После того, как она закончила, я вышла на веранду, легла в гамак и стала раскачиваться. Это было в нашем поместье. Мы остались с Эстер одни, потому что папа уехал на неделю. Я почему-то запомнила тот день.
Гамак поскрипывал, поднялся ветер, и ставни в доме начали хлопать, как выстрелы. Дом был укрыт между двух холмов, и иногда мне казалось, что здесь и есть конец света. Уже давно не было дождей, и трава под солнцем выгорела и пожухла.
Меня начало тошнить. Я перестала качаться и тихо лежала в гамаке, глядя на море. На синей воде белели пенные полосы, как будто только что прошел корабль.
В половине первого мы сели завтракать, и Эстер заговорила о Кембридже. Она постоянно о нем говорила.
Она сказала, что уверена, в Англии мне бы понравилось, и что мне обязательно надо туда поехать. Потом она без всякого перехода заговорила о своем дяде, который был докой в математике, один из лучших в своем выпуске в Кембридже, все звали его «неряхой Уоттсом».
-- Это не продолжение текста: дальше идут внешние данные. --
PR #1358, opened 2024-02-05
Breaking: Change regex/iregex to use re.search instead of re.match

glensc:
## Description

Change `fetchItem`'s `regex` and `iregex` filters to use `re.search` rather `re.match`.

Он действительно был довольно неряшлив, — сказала она, — но это просто от рассеянности. А его жена, тетя Фанни, была красавица — настоящая красавица. Однажды в театре, когда она вошла в ложу, все встали. Не сговариваясь.
— Господи помилуй! Удивительно, — сказала я, — надо же!
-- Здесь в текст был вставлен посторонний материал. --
PR #1361, opened 2024-02-11
feat: Add sonicAdventure method to MusicSection

### LINKED ISSUE #1360: feat: Endpoint for computing sonic adventure

api missing this endpoint `/library/sections/3/computePath?startID=106109&endID=97327&excludeElements=Media,Genre,Mood,Style&includeFields=thumbBlurHash`

_No response_

### Code Snippets

_No response_

### Additional Context

Notes for me
- need to mess around with this endpoint, the ids are of track for now. albums / artist could work
- work out what exclude elements does

Dr-Blank:
Fixes #1360

## Type of change

## Checklist:

### DIFF
--- a/plexapi/audio.py
+++ b/plexapi/audio.py
@@ -1,4 +1,6 @@
 # -*- coding: utf-8 -*-
+from __future__ import annotations
+
 import os
 from pathlib import Path
 from urllib.parse import quote_plus
@@ -526,6 +528,22 @@ class Track(
         """ Returns the Plex Media Server data directory where the metadata is stored. """
         guid_hash = utils.sha1hash(self.parentGuid)
         return str(Path('Metadata') / 'Albums' / guid_hash[0] / f'{guid_hash[1:]}.bundle')
+
+    def sonicAdventure(
+        self: TAudio,
+        to: TAudio,
+        **kwargs: Any,
+    ) -> list[TAudio]:
+        """Returns a sonic adventure from the current track to the specified track.
+
+        Parameters:
+            to: The target track for the sonic adventure.
+            **kwargs: Additional options passed into :func:`~plexapi.library.MusicSection.sonicAdventure`.
+
+        Returns:
+            List[:class:`~plexapi.audio.Track`]: list of tracks in the sonic adventure.
+        """
+        return self.section().sonicAdventure(self, to, **kwargs)
 
 
 @utils.registerPlexObject
--- a/plexapi/audio.py
+++ b/plexapi/audio.py
@@ -19,6 +19,7 @@ from plexapi.playlist import Playlist
 
 
 TAudio = TypeVar("TAudio", bound="Audio")
+TTrack = TypeVar("TTrack", bound="Track")
 
 
 class Audio(PlexPartialObject, PlayedUnplayedMixin):
@@ -530,14 +531,14 @@ class Track(
         return str(Path('Metadata') / 'Albums' / guid_hash[0] / f'{guid_hash[1:]}.bundle')
 
     def sonicAdventure(
-        self: TAudio,
-        to: TAudio,
+        self: TTrack,
+        to: TTrack,
         **kwargs: Any,
-    ) -> list[TAudio]:
+    ) -> list[TTrack]:
         """Returns a sonic adventure from the current track to the specified track.
 
         Parameters:
-            to: The target track for the sonic adventure.
+            to (:class:`~plexapi.audio.Track`): The target track for the sonic adventure.
             **kwargs: Additional options passed into :func:`~plexapi.library.MusicSection.sonicAdventure`.
 
         Returns:
--- a/plexapi/library.py
+++ b/plexapi/library.py
@@ -2047,16 +2047,16 @@ class MusicSection(LibrarySection, ArtistEditMixins, AlbumEditMixins, TrackEditM
             **kwargs: Any,
     ) -> list[Track]:
         """ Returns a list of tracks from this library section that are part of a sonic adventure.
-        ID's should be of a track, other ID's will return an empty list or items itself or an error.
+            ID's should be of a track, other ID's will return an empty list or items itself or an error.
 
-                Parameters:
-                    start (Track | int): The :class:`~plexapi.audio.Track` or ID of the first track in the sonic adventure.
-                    end (Track | int): The :class:`~plexapi.audio.Track` or ID of the last track in the sonic adventure.
-                    kwargs: Additional parameters to pass to :func:`~plexapi.base.PlexObject.fetchItems`.
+            Parameters:
+                start (Track | int): The :class:`~plexapi.audio.Track` or ID of the first track in the sonic adventure.
+                end (Track | int): The :class:`~plexapi.audio.Track` or ID of the last track in the sonic adventure.
+                kwargs: Additional parameters to pass to :func:`~plexapi.base.PlexObject.fetchItems`.
 
-                Returns:
-                    List[:class:`~plexapi.audio.Track`]: a list of tracks from this library section
-                    that are part of a sonic adventure.
+            Returns:
+                List[:class:`~plexapi.audio.Track`]: a list of tracks from this library section
+                that are part of a sonic adventure.
         """
         # can not use Track due to circular import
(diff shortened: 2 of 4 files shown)


Dr-Blank:
not sure if I understand why the tests failed for this change

plexapi/library.py
```diff
@@ -2033,6 +2040,26 @@ def sync(self, bitrate, limit=None, **kwargs):
         kwargs['policy'] = Policy.create(limit)
         return super(MusicSection, self).sync(**kwargs)
 
+    def sonicAdventure(
+            self,
+            startID: int,
+            endID: int,
+            **kwargs: Any,
+    ) -> list[Track]:
```
JonnyWong16, line 2048: I think `sonicAdventure()` should accept both `Track` objects and rating keys as arguments.

`sonicAdventure(start=track1, end=track2)`

Are `kwargs` necessary? What `kwargs` are expected?

JonnyWong16 (changes requested):
I believe sonic adventure is a Plex Pass feature so it will need to be an authenticated test.

It might also be useful to add a convenience method to tracks.

```python
def sonicAdventure(self, to):
    self.section().sonicAdventure(start=self, end=to)
```

```
>>> track1.sonicAdventure(to=track2)
```

plexapi/library.py
Dr-Blank: > Are kwargs necessary? What kwargs are expected?
any kwargs that could be passed to fetchitems, maybe a case where one needs to use filters to filter out tracks based on some param, like DJ stretch but with some other filtering mechanism.

Dr-Blank:
> I believe sonic adventure is a Plex Pass feature so it will need to be an authenticated test.
> 
> It might also be useful to add a convenience method to tracks.
> 
> ```python
> def sonicAdventure(self, to):
>     self.section().sonicAdventure(start=self, end=to)
> ```
> 
> ```
> >>> track1.sonicAdventure(to=track2)
> ```

I did not add this in this PR as to not clutter it like I have a habit to, which makes it more cumbersome to review. was holding it off for once this was merged/approved

plexapi/audio.py
```diff
@@ -527,6 +529,22 @@ def metadataDirectory(self):
...
+    def sonicAdventure(
+        self: TAudio,
+        to: TAudio,
+        **kwargs: Any,
+    ) -> list[TAudio]:
+        """Returns a sonic adventure from the current track to the specified track.
+
+        Parameters:
+            to: The target track for the sonic adventure.
+            **kwargs: Additional options passed into :func:`~plexapi.library.MusicSection.sonicAdventure`.
```
JonnyWong16, line 541: Add types to doc string.

tests/test_audio.py
```diff
@@ -398,6 +399,14 @@ def test_audio_Track_lyricStreams(track):
     assert not track.lyricStreams()
 
 
+@pytest.mark.authenticated
+def test_audio_Track_sonicAdventure(music):
```
JonnyWong16, line 403: Do these tests work on the bootstrap test server? It only has one track and we disable all the analysis tasks (although it looks like we forgot to disable sonic analysis).

https://github.com/pkkid/python-plexapi/blob/b51aa1924b5b28ba61aefbb4162aff6e6864561b/tools/plex-bootstraptest.py#L502-L503

Also needs a Plex Pass account.

```suggestion
def test_audio_Track_sonicAdventure(account_plexpass, music):
```

tests/test_library.py
```diff
@@ -430,6 +430,14 @@ def test_library_MusicSection_recentlyAdded(music, artist):
     assert track in music.recentlyAddedTracks()
 
 
+@pytest.mark.authenticated
+def test_library_MusicSection_sonicAdventure(music):
```
JonnyWong16, line 434:
```suggestion
def test_library_MusicSection_sonicAdventure(account_plexpass, music):
```

JonnyWong16 (changes requested):

plexapi/library.py
```diff
@@ -2033,6 +2040,31 @@ def sync(self, bitrate, limit=None, **kwargs):
...
+
+                Parameters:
+                    start (Track | int): The :class:`~plexapi.audio.Track` or ID of the first track in the sonic adventure.
+                    end (Track | int): The :class:`~plexapi.audio.Track` or ID of the last track in the sonic adventure.
+                    kwargs: Additional parameters to pass to :func:`~plexapi.base.PlexObject.fetchItems`.
+
+                Returns:
+                    List[:class:`~plexapi.audio.Track`]: a list of tracks from this library section
+                    that are part of a sonic adventure.
+        """
```
JonnyWong16, line 2060: Documentation is rendering incorrectly.

```suggestion
        """ Returns a list of tracks from this library section that are part of a sonic adventure.
            ID's should be of a track, other ID's will return an empty list or items itself or an error.

            Parameters:
                start (Track | int): The :class:`~plexapi.audio.Track` or ID of the first track in the sonic adventure.
                end (Track | int): The :class:`~plexapi.audio.Track` or ID of the last track in the sonic adventure.
                kwargs: Additional parameters to pass to :func:`~plexapi.base.PlexObject.fetchItems`.

            Returns:
                List[:class:`~plexapi.audio.Track`]: a list of tracks from this library section
                that are part of a sonic adventure.
        """
```

plexapi/audio.py
Dr-Blank: yes, upper bound should be Track but Audio works too since `self` will always be a Track and `to` will expect it to be of the same class

tests/test_audio.py
Dr-Blank: it might not, I changed my bootstrap server by adding a few tracks from my collection to test these features

JonnyWong16 (approved):

tests/test_audio.py
JonnyWong16: So this does not work on the bootstrap server with a single track, or even two tracks.

The tests fail at `assert len(adventure)` because there are no computed tracks. I think we just check if it is a list `assert isinstance(adventure, list)` instead.

plexapi/library.py
```diff
@@ -2033,6 +2040,31 @@ def sync(self, bitrate, limit=None, **kwargs):
...
+
+            Returns:
+                List[:class:`~plexapi.audio.Track`]: a list of tracks from this library section
+                that are part of a sonic adventure.
+        """
+        # can not use Track due to circular import
+        startID = start if isinstance(start, int) else start.ratingKey
+        endID = end if isinstance(end, int) else end.ratingKey
+
+        key = f"/library/sections/{self.key}/computePath?startID={startID}&endID={endID}"
```
JonnyWong16, line 2065: It will make it slightly quicker if you add `excludeElements=Media,Genre,Mood,Style`.

```suggestion
        params = {
            'startID': startID,
            'endID': endID,
            'excludeElements': 'Media,Genre,Mood,Style',
        }
        key = f"/library/sections/{self.key}/computePath{utils.joinArgs(params)}"
```

tests/test_audio.py
Dr-Blank: > So this does not work on the bootstrap server with a single track, or even two tracks.

would return list of 2 tracks, same as the args if not adventure between them.

JonnyWong16: I tried this on my own server and it returns a blank list. The start and end are not included.

Dr-Blank: okay, I would be wrong on this then, however the tests should be okay regardless

tests/test_library.py
```diff
@@ -430,6 +430,13 @@ def test_library_MusicSection_recentlyAdded(music, artist):
     assert track in music.recentlyAddedTracks()
 
 
+@pytest.mark.authenticated
+def test_library_MusicSection_sonicAdventure(account_plexpass, music):
+    tracks = music.searchTracks()
+    adventure = music.sonicAdventure(tracks[0], tracks[-1].ratingKey)
```
blacktwin, line 436: the first track needs to be using the `ratingKey` attribute here too.

`music.sonicAdventure(tracks[0].ratingKey, tracks[-1].ratingKey)`

JonnyWong16: We are testing that `sonicAdventure` accepts both `Track` objects and `int` rating keys.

— Ты бы лучше сказала «прости господи».
— Да, их звали красавица и чудовище, — продолжала она, — красавица и чудовище. О ней ходило много историй. Один молодой человек ответил ей, когда она сказала, что хватит, наконец, на нее смотреть:
«Даже кошке можно смотреть на короля, почему же мне нельзя смотреть на королеву?»
Ей это так понравилась, что она всем стала рассказывать эту историю, а молодой человек сделался ее любимцем, очень большим любимцем. Как же его звали? Нет, не могу вспомнить. В общем, он был остряк, а она любила остроумных людей; она им все прощала. В те годы все из кожи вон лезли, только бы прослыть остроумными. Я понимаю, что смешно оплакивать прежние времена и все такое, но тогда люди были остроумнее, чем сейчас.
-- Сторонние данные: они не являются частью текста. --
PR #1373, opened 2024-02-21
`MediaContainer` class is now a list

### LINKED ISSUE #1372: `totalSize` of MediaContainer

api returns a bunch of metadata along with items fetched one of which is `totalSize`

it is useful in showing totalItems on the server without fetching all of them

other attributes are `offset` and `size`, standard pagination stuff

`fetchItems` already uses this info
https://github.com/pkkid/python-plexapi/blob/abcab4f78d22e86b380327c6014d3148e0248e6d/plexapi/base.py#L258

### Code Snippets

```python
tracks = music_section.searchTracks(maxresults=100)
print(f'showing {len(tracks)} of {tracks.totalSize} starting at {tracks.offset}')
```

### Additional Context

image
as on plex web

Dr-Blank:
## Description

`fetchItems` returns a MediaContainer, exactly how server does and is also a python list! Hence it would not break any current api.
additionally, it now supports totalSize attr

The only breaking change is that MediaContainer can now only accept `initpath` and `parent` as keword-only arguments in its initialisation, which I don't think anyone would be using.

Fixes #1372 
## Type of change

## Checklist:

### DIFF
--- a/plexapi/base.py
+++ b/plexapi/base.py
@@ -1069,6 +1069,22 @@ class MediaContainer(
                 self.offset if self.offset is not None else __iterable.offset
             )
 
+        # for all other attributes, overwrite with the new iterable's values if previously None
+        for key in (
+            "allowSync",
+            "augmentationKey",
+            "identifier",
+            "librarySectionID",
+            "librarySectionTitle",
+            "librarySectionUUID",
+            "mediaTagPrefix",
+            "mediaTagVersion",
+        ):
+            if (not hasattr(self, key)) or (getattr(self, key) is None):
+                if not hasattr(__iterable, key):
+                    continue
+                setattr(self, key, getattr(__iterable, key))
+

— Да, — сказала я, — как судья Брайан недавно на танцах, когда какой-то дурак загородил дверь в столовую и заявил: «Никто не пройдет сюда, пока не сочинит стишок». А судья Брайан тут же ему ответил:
Чтоб я в столовую вошел, Посторонись, тупой осел.Он сочинил это так быстро, что все рассмеялись.
Эстер сказала:
— Это совсем другое, но, конечно, тебе этого не понять.
Мы ели рыбные котлеты и сладкий картофель, а потом сладкие гуайявы и вместо хлеба плоды хлебного дерева. Эстер они нравились больше.